CUDA^{1} is a programming interface developed by NVIDIA to enable general purpose programming on a GPU. It provides a unified view of the GPU (‘device’), simplifying the process of developing for multiple devices. Code to be run on the device (‘kernel’) can be programmed using a subset of C++.

On the hardware level, a GPU is divided up into several *streaming multiprocessors* (SM) that contain hundreds of cores. On the side of the programmer, threads are grouped into *blocks*. The GPU schedules thread blocks on the SMs. One SM can run multiple blocks at the same time, but one block cannot execute on more than one SM. Internally, blocks are executed as one or more *warps*. A warp is a group of 32 threads that move in lock-step through the program instructions.

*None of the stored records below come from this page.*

PR #745, opened 2026-02-13
squash lookup table types

rmudambi:
### Description

- *Category*: refactor
- *JIRA issue*: https://jira.ihme.washington.edu/browse/MIC-6817

### Changes and notes
- Replaced ScalarTable, CategoricalTable, and InterpolatedTable with a single LookupTable class
- Enable Interpolation call to function when there are no continuous parameters

### Testing
Ran make check


src/vivarium/framework/lookup/table.py
```diff
@@ -93,18 +133,51 @@ def __call__(self, index: pd.Index[int]) -> T:
...
+            # Interpolate continuous parameters and categorize categorical parameters based on
+            # the population attributes.
+            requested_columns = [
+                col
+                for col in list(self.key_columns) + list(self.parameter_columns)
+                if col != "year"
+            ]
+            pop = pd.DataFrame(self.population_view.get_attributes(index, requested_columns))
+            if "year" in self.parameter_columns:
+                current_time = self._manager.clock()
```
albrja, line 168: Does this handle if a simulation has run to for example 2030, but our data is only for 2023?

albrja (approved):

src/vivarium/framework/lookup/table.py
```diff
@@ -127,249 +200,64 @@ def get_name(component_name: str, table_name: str) -> str:
...
-            self.population_view.get_attributes(
-                index, list(self.key_columns) + list(self.parameter_columns)
-            )
-        )
-
-        # specify some numeric type for columns, so they won't be objects but
-        # will be updated with whatever column type it actually is
-        result = pd.DataFrame(index=pop.index, columns=self.value_columns, dtype=np.float64)
-
-        sub_tables = pop.groupby(list(self.key_columns))
```
stevebachmeier, line 305: I don't see an obvious/direct replacement for this CategoricalTable logic

stevebachmeier (commented):
are categorical tables still handled?

patricktnast (approved):

hussain-jafari (approved):

src/vivarium/framework/lookup/table.py
rmudambi: Yes, that's what the configuration extrapolate == True does.

src/vivarium/framework/lookup/table.py
rmudambi: InterpolatedTables already had to do everything that CategoricalTables did. They just had a constraint that there had to be at least one continuous column. I've removed that constraint with the small change in interpolation.py.

stevebachmeier (approved):

PR #746, opened 2026-02-13
Remove support for population view default queries

stevebachmeier:
### Description

- *Category*: 
- *JIRA issue*: https://jira.ihme.washington.edu/browse/MIC-XYZ

### DIFF
--- a/docs/source/concepts/population.rst
+++ b/docs/source/concepts/population.rst
@@ -81,8 +81,12 @@ Filtering Simulants
 There are two types of filtering that can be applied when using a population view
 to get attributes or private columns.
 
-First, a ``query`` argument can be passed in to any population view ``get_`` data
-method to filter the simulants returned for that specific call.
+First, a ``query`` argument can be passed in to any of the population view's 
+:meth:`~vivarium.framework.population.population_view.PopulationView.get_attributes`, 
+:meth:`~vivarium.framework.population.population_view.PopulationView.get_attribute_frame`, 
+:meth:`~vivarium.framework.population.population_view.PopulationView.get_private_columns`, or
+:meth:`~vivarium.framework.population.population_view.PopulationView.get_filtered_index`
+to filter the simulants returned for that specific call.
 
 Second, if any components have registered an untracking query, untracked simulants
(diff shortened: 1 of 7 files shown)


docs/source/concepts/population.rst
```diff
@@ -78,20 +78,13 @@ state.
...
-There are three types of filtering that can be applied when using a population view
+There are two types of filtering that can be applied when using a population view
 to get attributes or private columns.
 
-First, after a population view has been created on a component, that component can
-call :meth:`vivarium.framework.population.population_view.PopulationView.set_default_query`
-to set a query that will be used by default every time that view is used to access
-data. There is an optional ``include_default_query`` argument that defaults to True
-that can be used to bypass default query filtering if desired.
+First, a ``query`` argument can be passed in to any population view ``get_`` data
```
rmudambi: I find `get_` a bit confusing. I think you should just list the methods explicitly - we don't have that many.

src/vivarium/framework/population/population_view.py
```diff
@@ -657,30 +615,26 @@ def _update_column_and_ensure_dtype(
         )
         return new_data
 
-    def _build_query(
-        self, query: str, include_default_query: bool, include_untracked: bool
-    ) -> str:
+    def _build_query(self, query: str, include_untracked: bool) -> str:
```
rmudambi, line 609: This is not really part of the change that you are making here, but I always felt like the `_skip_tracked_query_if_initializing()` method had a bit of a code smell. We can improve this imo if you move this logic inside `self._build_query()` since they are always used in conjunction:

```python
def _build_query(self, query, include_untracked):
    include_untracked = (
        include_untracked or self._manager.get_current_state() in [
            lifecycle_states.INITIALIZATION, lifecycle_states.POPULATION_CREATION
        ]
    )
    return pop_utils.combine_queries(...)
```

rmudambi (approved):

albrja (approved):

src/vivarium/framework/population/population_view.py
stevebachmeier: Good call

Another important aspect of the GPU architecture is the memory hierarchy. Firstly, each block is allocated *shared memory* that is shared between its threads. The shared memory is placed on-chip, therefore it has a low latency. Secondly, there is the global memory that can be accessed by all the threads. It has a high bandwidth, but also a high latency. The amount of global memory is typically multiple gigabytes. There are three caches in between: the L1, L2 and the texture cache. Data in the global memory that is marked as read-only (a ‘texture’) may be placed in the texture cache. The global memory can be accessed by the CPU (‘host’), thus it also serves as an interface between the host and the device. Figure 1 gives a schematic overview of the architecture.

*coalesced*access.

## 4 Design and Implementation

### 4.1 Existing Design

GPUexplore [27] is an explicit-state model checker that can check for deadlocks and safety properties. GPUexplore executes all the computations on the GPU and does not rely on any processing by the CPU.

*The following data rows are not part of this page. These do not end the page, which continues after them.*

PR #747, opened 2026-02-19
Remove InitializerComponentSet

stevebachmeier:
### Description

- *Category*: 
- *JIRA issue*: https://jira.ihme.washington.edu/browse/MIC-5453

### Changes and notes
 
The InitializerComponentSet did some basic validations, but having an entire 
extra class seems unnecessary so I moved it into PopulationManager.

### DIFF
--- a/src/vivarium/component.py
+++ b/src/vivarium/component.py
@@ -22,7 +22,6 @@ from layered_config_tree import ConfigurationError, LayeredConfigTree
 
 from vivarium.framework.artifact import ArtifactException
 from vivarium.framework.lifecycle import LifeCycleError, lifecycle_states
-from vivarium.framework.population import PopulationError
 from vivarium.types import LookupTableData
 
 if TYPE_CHECKING:
@@ -195,6 +194,8 @@ class Component(ABC):
             If the component does not have access to the state table.
         """
         if self._population_view is None:
+            from vivarium.framework.population.exceptions import PopulationError
+
             raise PopulationError(
                 f"Component '{self.name}' does not have access to the state table. "
                 "This is likely due to having called this prior to simulation setup."
--- a/src/vivarium/framework/population/manager.py
+++ b/src/vivarium/framework/population/manager.py
@@ -8,7 +8,6 @@ from __future__ import annotations
 
 from collections.abc import Callable, Sequence
 from dataclasses import dataclass
-from types import MethodType
 from typing import TYPE_CHECKING, Any, Literal, overload
 
 import pandas as pd
@@ -419,22 +418,12 @@ class PopulationManager(Manager):
         """
 
         component = self._get_current_component_or_manager()
-        if not isinstance(initializer, MethodType):
-            raise TypeError(
-                "Population initializers must be methods of vivarium Components or managers. "
-                f"You provided {initializer} which is of type {type(initializer)}."
-            )
+
         if not (isinstance(component, Component) or isinstance(component, Manager)):
             raise AttributeError(
                 "Population initializers must be methods of vivarium Components or Managers. "
                 f"You provided {initializer} which is bound to {component} that "
                 f"is of type {type(component)}."
-            )
-        if not hasattr(component, "name"):
-            raise AttributeError(
-                "Population initializers must be methods of named simulation components. "
-                f"You provided {initializer} which is bound to {component} that has no "
-                f"'name' attribute."
             )
 
         if columns is None:
--- a/src/vivarium/framework/population/manager.py
+++ b/src/vivarium/framework/population/manager.py
@@ -408,23 +408,11 @@ class PopulationManager(Manager):
 
         Raises
         ------
-        TypeError
-            If the ``initializer`` is not a method type.
-        AttributeError
-            If the ``initializer`` is not bound to a Component or the PopulationManager
-            or if the bound component does not have a name attribute.
         PopulationError
             If this component name has already registered private columns.
         """
 
         component = self._get_current_component_or_manager()
-
-        if not (isinstance(component, Component) or isinstance(component, Manager)):
-            raise AttributeError(
-                "Population initializers must be methods of vivarium Components or Managers. "
-                f"You provided {initializer} which is bound to {component} that "
-                f"is of type {type(component)}."
-            )
 
         if columns is None:
             columns = []
--- a/src/vivarium/framework/population/manager.py
+++ b/src/vivarium/framework/population/manager.py
@@ -6,7 +6,7 @@ Population Manager
 """
 from __future__ import annotations
 
-from collections.abc import Callable, Iterable, Sequence
+from collections.abc import Callable, Sequence
 from dataclasses import dataclass
 from types import MethodType
 from typing import TYPE_CHECKING, Any, Literal, overload
@@ -14,6 +14,7 @@ from typing import TYPE_CHECKING, Any, Literal, overload
 import pandas as pd
 
 import vivarium.framework.population.utilities as pop_utils
+from vivarium.component import Component
 from vivarium.framework.event import Event
 from vivarium.framework.lifecycle import lifecycle_states
 from vivarium.framework.population.exceptions import PopulationError
@@ -22,7 +23,6 @@ from vivarium.framework.resource import Resource
 from vivarium.manager import Manager
 
 if TYPE_CHECKING:
-    from vivarium import Component
     from vivarium.framework.engine import Builder
     from vivarium.types import ClockStepSize, ClockTime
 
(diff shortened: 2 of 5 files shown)


src/vivarium/framework/population/manager.py
```diff
@@ -49,76 +49,6 @@ class SimulantData:
...
-        TypeError
-            If the initializer is not an object method.
-        AttributeError
-            If the object bound to the method does not have a name attribute.
-        PopulationError
-            If the component bound to the method already has an initializer
-            registered or if the columns produced are duplicates of columns
-            another initializer produces.
-        """
-        if not isinstance(initializer, MethodType):
```
stevebachmeier, line 82: This check is moved into PopulationManager

src/vivarium/framework/population/manager.py
```diff
@@ -49,76 +49,6 @@ class SimulantData:
...
-        # TODO: raise error once all active Component implementations have been refactored
-        # if not (isinstance(component, Component) or isinstance(component, PopulationManager)):
-        #     raise AttributeError(
-        #         "Population initializers must be methods of vivarium Components "
-        #         "or the simulation's PopulationManager. "
-        #         f"You provided {initializer} which is bound to {component} that "
-        #         f"is of type {type(component)} which does not inherit from "
-        #         "Component."
-        #     )
-        if not hasattr(component, "name"):
```
stevebachmeier, line 98: This check is moved into PopulationManager

src/vivarium/framework/population/manager.py
```diff
@@ -49,76 +49,6 @@ class SimulantData:
...
-            raise AttributeError(
-                "Population initializers must be methods of named simulation components. "
-                f"You provided {initializer} which is bound to {component} that has no "
-                f"'name' attribute."
-            )
-
-        component_name = component.name
-        for column in columns_produced:
-            if column in self._columns_produced:
-                raise PopulationError(
```
stevebachmeier, line 108: This is already being done in the PopulationManager

src/vivarium/framework/population/manager.py
```diff
@@ -49,76 +49,6 @@ class SimulantData:
...
-                    f"Component {component_name} and component {self._columns_produced[column]} "
-                    f"have both registered initializers for column {column}."
-                )
-            self._columns_produced[column] = component_name
-        self._components[component_name] = list(columns_produced)
```
stevebachmeier, line 113: This is just wrong since a single component can now register multiple initializers. The correct approach is already being done in the PopulationManager via the `private_column_metadata` default dict which _extends_ columns rather than overwriting.

src/vivarium/framework/population/manager.py
```diff
@@ -480,11 +409,34 @@ def register_initializer(
...
             If this component name has already registered private columns.
         """
 
         component = self._get_current_component_or_manager()
+        if not isinstance(initializer, MethodType):
+            raise TypeError(
+                "Population initializers must be methods of vivarium Components or managers. "
+                f"You provided {initializer} which is of type {type(initializer)}."
+            )
+        if not (isinstance(component, Component) or isinstance(component, Manager)):
```
stevebachmeier: The (commented out) code for this check in the InitializerComponentSet actually wanted to assert that component was of type Component or specifically PopulationManager. The problem there is that _any_ manager can technically register an initializer, e.g. the DateTimeClock manager.

tests/framework/population/test_manager.py
```diff
@@ -25,29 +25,7 @@
...
 from vivarium.framework.engine import Builder
 from vivarium.framework.population.exceptions import PopulationError
-from vivarium.framework.population.manager import (
-    InitializerComponentSet,
-    PopulationManager,
-    SimulantData,
-)
-
-
-def test_initializer_set_fail_type() -> None:
```
stevebachmeier, line 35: New spiritual successor below (`test_register_initializer_not_a_method_raises`)

tests/framework/population/test_manager.py
```diff
@@ -66,35 +44,6 @@ def other_initializer(self, simulant_data: SimulantData) -> None:
         pass
 
 
-def test_initializer_set_fail_attr() -> None:
```
stevebachmeier, line 69: New spiritual successor below (`test_register_initializer_unnamed_component_raises`)

tests/framework/population/test_manager.py
```diff
@@ -66,35 +44,6 @@ def other_initializer(self, simulant_data: SimulantData) -> None:
...
-    component_set = InitializerComponentSet()
-
-    with pytest.raises(AttributeError):
-        component_set.add(NonComponent().initializer, ["test_column"])
-
-
-def test_initializer_set_duplicate_columns() -> None:
```
stevebachmeier, line 76: Deleted b/c we have this test elsewhere

tests/framework/population/test_manager.py
```diff
@@ -66,35 +44,6 @@ def other_initializer(self, simulant_data: SimulantData) -> None:
...
-
-    component_set.add(component1.initializer, columns)
-    with pytest.raises(PopulationError, match="both registered initializers"):
-        component_set.add(component2.initializer, columns)
-
-    with pytest.raises(PopulationError, match="both registered initializers"):
-        component_set.add(component2.initializer, ["sneaky_column"] + columns)
-
-
-def test_initializer_set() -> None:
```
stevebachmeier, line 90: Deleted b/c it's now irrelevant

src/vivarium/framework/population/manager.py
```diff
@@ -480,11 +409,34 @@ def register_initializer(
...
+            If the ``initializer`` is not a method type.
+        AttributeError
+            If the ``initializer`` is not bound to a Component or the PopulationManager
+            or if the bound component does not have a name attribute.
         PopulationError
             If this component name has already registered private columns.
         """
 
         component = self._get_current_component_or_manager()
+        if not isinstance(initializer, MethodType):
```
rmudambi: I know we were previously doing this validation, but is it actually necessary? What would go wrong if the initializer of a component was function, a class method, or even a method on some other component or class?

If we do need this validation, we should also validate that `initializer.__self__ == self._get_current_component_or_manager()`.

src/vivarium/framework/population/manager.py
rmudambi: `component` as currently defined is guaranteed to be a Component or a Manager. You really want to do this
```suggestion
        if component != initializer.__self__:
```

src/vivarium/framework/population/manager.py
```diff
@@ -480,11 +409,34 @@ def register_initializer(
...
+                "Population initializers must be methods of vivarium Components or managers. "
+                f"You provided {initializer} which is of type {type(initializer)}."
+            )
+        if not (isinstance(component, Component) or isinstance(component, Manager)):
+            raise AttributeError(
+                "Population initializers must be methods of vivarium Components or Managers. "
+                f"You provided {initializer} which is bound to {component} that "
+                f"is of type {type(component)}."
+            )
+        if not hasattr(component, "name"):
```
rmudambi: This check is no longer needed. All Components and Managers are guaranteed to have a `name` attribute.

src/vivarium/framework/resource/interface.py
```diff
@@ -75,7 +75,7 @@ def add_resources(
 
     def add_private_columns(
         self,
-        initializer: Callable[[SimulantData], None] | None,
+        initializer: Callable[[SimulantData], None],
```
rmudambi, line 78: Why was None permitted before? Was that a mistake?

src/vivarium/component.py
```diff
@@ -195,6 +194,8 @@ def population_view(self) -> PopulationView:
             If the component does not have access to the state table.
         """
         if self._population_view is None:
+            from vivarium.framework.population.exceptions import PopulationError
```
rmudambi, line 197: Did this cause a circular import? That's rather surprising, since the `exceptions` module shouldn't be importing much of anything.

src/vivarium/framework/population/manager.py
stevebachmeier: I thought about this as well and agree it doesn't seem necessary.

src/vivarium/framework/population/manager.py
stevebachmeier: We should talk about this b/c (1) the line you recommend deleting _is_ checking that component is a Component or Manager whereas the line you replace it with does not, and (2) to the point you made in the other comment what if we wanted to initialize a function instead of a method?

src/vivarium/framework/resource/interface.py
stevebachmeier: Yeah, just missed it

src/vivarium/component.py
stevebachmeier: Yeah, it did. It's initializing the population package which imports manager.py which imports Component.

```
ImportError while loading conftest '/Users/sbachmei/repos/vivarium/tests/conftest.py'.
tests/conftest.py:15: in <module>
    from vivarium.framework.configuration import (
src/vivarium/__init__.py:15: in <module>
    from vivarium.component import Component
src/vivarium/component.py:19: in <module>
    from vivarium.framework.population.exceptions import PopulationError
src/vivarium/framework/population/__init__.py:16: in <module>
    from vivarium.framework.population.manager import PopulationManager, SimulantData
src/vivarium/framework/population/manager.py:16: in <module>
    from vivarium.component import Component
E   ImportError: cannot import name 'Component' from partially initialized module 'vivarium.component' (most likely due to a circular import) (/Users/sbachmei/repos/vivarium/src/vivarium/component.py)
```

src/vivarium/framework/population/manager.py
rmudambi: This entire check is moot if we no longer check that the initializer is a `MethodType`. 

FWIW, you don't need to check that `component` is a Component or a Manager, because `self._get_current_component_or_manager()` is type-hinted to return an object of those types.

stevebachmeier: Oh, good point. Ok, so basically just literally delete all of the InitializerComponentSet class since we really are already doing everything it was doing - just in different ways

albrja (approved):

rmudambi (approved):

The global memory of the GPU is occupied by a large hash table that uses open addressing with rehashing. The hash table stores all the visited states, distinguishing the states that still need to be explored (*Open* set) from those that do not require this (*Closed*). It supports a *findOrPut* operation that inserts states if they are not already present. The implementation of findOrPut is thread-safe and lockless. It uses the *compareAndSwap* (CAS) operation to perform atomic inserts.

The threads are organized as follows: each thread is primarily part of a block. As detailed in Sect. 3.2, the hardware enforces that threads are grouped in warps of size 32. We also created logical groups, called *vector groups*. The number of threads in a vector group is equal to the number of processes in the network (cf. Sect. 3). When computing successors, threads cooperate within their vector group. Each thread has a vector group thread id (*vgtid*) and is responsible for generating the successors of process \(\varPi [vgtid]\). Successors following from synchronizing actions are generated in cooperation. Threads with vgtid 0 are *group leaders*. When accessing global memory, threads cooperate within their warp and read continuous blocks of 32 integers for coalesced access. Note that the algorithms presented here specify the behaviour of one thread, but are run on multiple threads and on multiple blocks. Most of the synchronization is hidden in the functions that access shared or global memory.

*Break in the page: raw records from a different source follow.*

PR #748, opened 2026-02-19
Sbachmei/raise if registering duplicate initializer

stevebachmeier:
### Description

- *Category*: 
- *JIRA issue*: https://jira.ihme.washington.edu/browse/MIC-XYZ


src/vivarium/framework/time/interface.py
```diff
@@ -67,10 +67,8 @@ def register_step_size_modifier(
             Modifier of the step size pipeline. Modifiers can take an index
             and should return a series of step sizes.
         required_resources
-            A list of resources that need to be properly sourced before the
-            pipeline source is called. This is a list of strings, pipelines,
-            or randomness streams.
-
+            A list of resources that the producer requires. A string represents
```
stevebachmeier, line 70: Took the opportunity to improve these docstrings since it was previously unclear what a string represented.

src/vivarium/framework/population/manager.py
```diff
@@ -436,6 +438,11 @@ def register_initializer(
                 f"You provided {initializer} which is bound to {component} that has no "
                 f"'name' attribute."
             )
+        if initializer in self._registered_initializers:
```
hussain-jafari, line 417: Looks good as long as this is the right way of checking - callables can be tricky.

hussain-jafari (approved):

src/vivarium/framework/population/manager.py
```diff
@@ -436,6 +438,11 @@ def register_initializer(
...
+            raise PopulationError(
+                f"The initializer '{initializer.__qualname__}' has already been registered. "
```
rmudambi, line 419: What is `__qualname__`?

rmudambi (approved):

src/vivarium/framework/population/manager.py
stevebachmeier: I think so? 

```
>>> from vivarium import Component
>>> class ComponentA(Component):
...     def on_initialize():
...             pass
... 
>>> class ComponentB(Component):
...     def on_initialize():
...             pass
... 
>>> componont_a = ComponentA()
>>> component_b = ComponentB()
>>>
>>> registered_initializers = [componont_a.on_initialize]
>>>
>>> componont_a.on_initialize in registered_initializers
True
>>>
>>> component_b.on_initialize in registered_initializers
False
```

src/vivarium/framework/population/manager.py
stevebachmeier: It's the "qualified" name that shows the dotpath to the object. In this case it's a nice way to see which component the method is attached to (that's slightly cleaner than the \_\_repr\_\_)
```
(Pdb) initializer.__qualname__
'DeathsObserver.on_initialize_simulants'
(Pdb) initializer.__name__
'on_initialize_simulants'
```

albrja (approved):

A high-level view on the algorithm of GPUexplore is presented in Algorithm 1. This kernel is executed repetitively until all reachable states have been explored. Several iterations may be performed during each launch of the kernel (NumIterations is fixed by the user). Each iteration starts with *work gathering*: blocks search for unexplored states in global memory and copy those states to the work tile in shared memory (line 4). Once the work tile is full, the __syncthreads function from the CUDA API synchronizes all threads in the block and guarantees that writes to the work tile are visible to other threads (line 5). Then, each vector group takes a state from the work tile (line 6) and generates its successors (line 7). To prevent non-coalesced accesses to global memory, these states are first placed in a cache in shared memory (line 8). When all the vector groups in a block are done with successor generation, each warp scans the cache for new states and copies them to global memory (line 12). The states are then marked old in the cache (line 13), so they are still available for local duplicate detection later on. For details on successor computation and the hash table, we refer to [27].

### 4.2 Ample-Set Approach

The ample-set approach is based on the idea of *safe* actions [15]: an action is safe if it is independent of all actions of all other processes. While exploring a state *s*, if there is a process \(\varPi [i]\) that has only safe actions enabled in *s*, then \(r(s) = enabled _i(s)\) is a valid ample set, where \( enabled _i(s)\) is the set of actions of process \(\varPi [i]\) enabled in *s*. Otherwise, \(r(s) = enabled (s)\). In our context of an LTS network, only local actions are safe, so reduction can only be applied if we find a process with only local actions enabled.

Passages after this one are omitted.